Peter Kuruvita - he cooks goat.

Part of this show's appeal is that Kuruvita is engaging and respectful, and he sticks seamlessly to the positive aspects of his journey despite visiting areas which were recently ravaged by civil war. It also certainly doesn't hurt that the landscape he is travelling across is some of the most beautiful I have ever seen. Stop reading now and go watch it!

Current Drink: If I'm going by what's in the fridge, bottled water. My partner has decided to set up an emergency kit containing lots of tinned food, medical supplies and the like so that we're covered in the event of civil unrest. I'm politely sceptical but if the zombie apocalypse comes now, at least I'll be able to stay under the duvet for a few days longer before I have to go loot the Co-op.

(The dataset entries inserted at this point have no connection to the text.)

Issue #1806, opened 2020-07-30
Stable connection can make node stop sync (master-2.x, neox-2.x)


superboyiii:
**Describe the bug**
In stable network, if the connected peers are always there, peers' height will not often refresh which makes the node can't ask for the latest height and stop sync. Although we have ping pang mechanism, it needs at least one peer disconnected.

**To Reproduce**
1. Prepare a stable network, docker is better and connect stable peers.
2. Run a node on testnet (v2.10.3)
3. Wait for several hours, will reproduce in one day.

**Expected behavior**
Not sync anymore but restarting node is OK.

shargon:
Did you tested if it's reproducible in neo3?

superboyiii:
> Did you tested if it's reproducible in neo3?

I can't reproduce it even in neo2, but someone reflect it to me.

vncoelho:
Probably this is related to https://github.com/neo-project/neo/issues/2059

PR #1812, opened 2020-07-31
[neo2] Raise priority of Ping/Pong

Ashuaidehao:
Raise priority of Ping/Pong to ensure the reliability of syncing blocks  process，Close https://github.com/neo-project/neo/issues/1806.

### DIFF
--- a/neo/Network/P2P/TaskManager.cs
+++ b/neo/Network/P2P/TaskManager.cs
@@ -191,6 +191,7 @@ namespace Neo.Network.P2P
             if (!sessions.TryGetValue(actor, out TaskSession session))
                 return;
             sessions.Remove(actor);
+            _expiredTimes.TryRemove(session.RemoteNode.Path, out _);
             foreach (UInt256 hash in session.Tasks.Keys)
                 DecrementGlobalTask(hash);
         }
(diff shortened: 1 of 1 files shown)


neo/Network/P2P/TaskManager.cs
```diff
@@ -217,8 +218,15 @@ public static Props Props(NeoSystem system)
             return Akka.Actor.Props.Create(() => new TaskManager(system)).WithMailbox("task-manager-mailbox");
         }
 
+        private readonly ConcurrentDictionary<ActorPath, DateTime> _expiredTimes = new ConcurrentDictionary<ActorPath, DateTime>();
```
Tommo-L, line 221: `Dictionary<ActorPath, DateTime>` is enough?

Tommo-L: Better move it to L43.

Ashuaidehao: `Dictionary<ActorPath, DateTime>` is not thread-safe, may cause insert error in concurrent scenarios.

Ashuaidehao:
Maybe add a `Timer` ?

shargon:
yes, a task it's good, something to prevent an `outOfMemory`.

shargon:
@Ashuaidehao please take a look to my solution for neo3 without a new collection. https://github.com/neo-project/neo/pull/1829 I think that we can do the same here

shargon:
Sorry for close, miss click

superboyiii:
@shargon Test PASS, is able to merge. (from BSN side, the issue provider, they work well after this PR till now)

Current Blogs: The TUC Touchstone blog has some excellent articles, not least this one about why Colombia should not be offered a trade deal by the EU while trade unionists are still being intimidated and assassinated there.

Ireland - rubbish at football, but they've got great craic.

Current Excitement: Euro 2012! The Balkans have put on a fantastic show so far, with only a few banana-throwing Russians trying to spoil the party. The lamentably poor Irish aside, every team I have seen in the tournament so far has brought something, and I am cautiously optimistic about England's chances tonight when nippy Man Utd paceman Danny Wellbeck gets his chance to run at aging Swedish meatball Olof Mellberg. If the football is as impressive as the electrical storm above Donetsk, we're all in for a treat.